» **Work instruction**
Tell how many lines of the data below have the string "state" in them. Say nothing more.

» **Stored data**
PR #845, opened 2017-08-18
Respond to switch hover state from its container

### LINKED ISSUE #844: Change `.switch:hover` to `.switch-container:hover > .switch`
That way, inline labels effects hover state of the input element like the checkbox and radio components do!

...

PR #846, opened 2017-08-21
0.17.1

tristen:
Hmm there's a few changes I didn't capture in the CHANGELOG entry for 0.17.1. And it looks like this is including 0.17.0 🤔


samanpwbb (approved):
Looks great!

» **Solution to this exercise**
2